[Collected data entries]
======
PR #116, opened 2020-10-06
Take TSQL Highlighting Syntaxe from AvalonEdit.

ricardoromaobr:
Add a TSQL Highlighting  from AvalonEdit. With this is possible to create SQL Editor for SQL Server TSQL editor.


dnfadmin:
[CLA assistant check](https://cla.dotnetfoundation.org/AvaloniaUI/AvaloniaEdit?pullRequest=116) <br/>Thank you for your submission, we really appreciate it. Like many open source projects, we ask that you sign our [Contributor License Agreement](https://cla.dotnetfoundation.org/AvaloniaUI/AvaloniaEdit?pullRequest=116) before we can accept your contribution.<br/><br/>:x: ricardoromaobr [sign now](https://cla.dotnetfoundation.org/AvaloniaUI/AvaloniaEdit?pullRequest=116)<br/><sub>You have signed the CLA already but the status is still pending? Let us [recheck](https://cla.dotnetfoundation.org/check/AvaloniaUI/AvaloniaEdit?pullRequest=116) it.</sub>

src/AvaloniaEdit/AvaloniaEdit.csproj
```diff
@@ -33,7 +33,7 @@
   </ItemGroup>
 
   <ItemGroup>
-    <PackageReference Include="Avalonia" Version="$(AvaloniaVersion)" />
+    <PackageReference Include="Avalonia" Version="0.10.0-preview5" />
```
danwalmsley, line 36: should be defined here:
https://github.com/AvaloniaUI/AvaloniaEdit/blob/master/Directory.Build.props#L5

danwalmsley (changes requested):
Looks good... just a minor change required.

src/AvaloniaEdit/Highlighting/Resources/Resources.cs
```diff
@@ -60,6 +60,7 @@ internal static void RegisterBuiltInHighlightings(HighlightingManager.DefaultHig
 			                         "XML-Mode.xshd");
             hlm.RegisterHighlighting("XAML", new[] { ".xaml", ".paml", ".axaml" }, "XML-Mode.xshd");
 			hlm.RegisterHighlighting("MarkDown", new[] { ".md" }, "MarkDown-Mode.xshd");
+			hlm.RegisterHighlighting("TSQL", new[] { ".sql" }, "TSQL-Mode.xshd");
```
KvanTTT: Not only T-SQL files have `.sql` file extension but PL/SQL, MySql, SQLite, and other dialects.

ricardoromaobr: I take it exactly it is in the AvalonEdit. What I see in the demo that the editor is setting by the name not by the extension with the property **SyntaxHighlighting**, so I believe  that who is writing a tools need to take care about it. Identified by the the database provider some other things to know what type of the database need to be used.

KvanTTT: > I take it exactly it is in the AvalonEdit.

It doesn't mean that it's true. I suggest renaming it just to `SQL`.

ricardoromaobr: What I'm saying is that in first place people connect to database and after that work with it. Every tools that I works todays the query editor is created by the existing connection.If somebody want to write a offline query, a tool the he is using need to be a way to say what the target database to be used to setting the editor. There is not another way to do it.

Other thing that would be made is a  SyntaxHighting for Ansi-SQL and when the database is not knowledge setting the ansi-sql

ricardoromaobr: You are thinking  in put all others dialects in the same file SQL-Mode.xshd?

KvanTTT: > What I'm saying is that in first place people connect to database and after that work with it.

Code analysers does not use database connection, at least not necessarily.

I mean SQL is a more common naming compare to TSQL.

ricardoromaobr: But if I need an editor just for PL/SQL and I make a mistake and use for example GETDATE() (T-SQL) that is not valid key word on PL/SQL. And I want to mark this word as  invalid or not knowledge. I have not experience with AvalonEdit parse. So I will do what you say to do. But I want to learn how it works.

KvanTTT: Ok, maybe you are right and there is no need to unify dialects since the extension is not used for dialect detection.

ricardoromaobr: No. You are correct. To do good things need to be careful and from my home to my jobs I take one hours driven and I come think  about it. The Highlighting is provide just by scan using the resulting tokens (in the case of AvaloniaEdit by  Regular Expression), and the correct  sintaxe by the parse that I think that the AvaloniaEdit  doesn't made it. It need to be implemented.

Issue #109, opened 2020-08-24
Is there a way to underline text like in AvalonEdit?


RomanShumikhin:
Is there a way to underline text like in AvalonEdit?
```
...TextRunProperties.SetTextDecorations(TextDecorations.Underline);
```
I see that `TextDecorations.Underline` exists, but I am not sure how to use it.
For context: I am writing a custom colorizer by implementing DocumentColorizingTransformer.
Thank you!

PR #135, opened 2021-05-23
support underline and strikethrough

whistyun:
## Related issues
#109

## Details of changes
* add new property strikethrough.
* draw underline and strikethrough if it is requred.
* increase a text element height for underline spacing.

## Screenshots
image


Gillibald:
It seems there wasn't any progress in the past so I opened up a new PR with your changes and slightly adjusted the underline and strikethrough measurements.

Closing this in favor of the new one.

PR #495, opened 2025-07-27
Theming editor example

### LINKED ISSUE #490: add theming demo

RedPhoenixQ:
Closes #490

Examples-theming

This adds an example that allows for editing the theme and optionally applying it to the entire window. I'm thinking that the doc improvements for how to set a theme will be in a separate PR.

Anything else that should be added to the preview ui page to the right? I think most of the options are shown but perhaps there is a better way to show all the theme fields effects more concisely.

### DIFF
--- a/src/Examples.zig
+++ b/src/Examples.zig
@@ -14,6 +14,7 @@ pub const demoKind = enum {
     calculator,
     text_entry,
     styling,
+    theming,
     layout,
     text_layout,
     plots,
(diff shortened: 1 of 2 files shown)


david-vanderson:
======
_Prompt_.
Search the data for "Include" and list every line in which it occurs.

_Solution for this task_.
-    <PackageReference Include="Avalonia" Version="$(AvaloniaVersion)" />
+    <PackageReference Include="Avalonia" Version="0.10.0-preview5" />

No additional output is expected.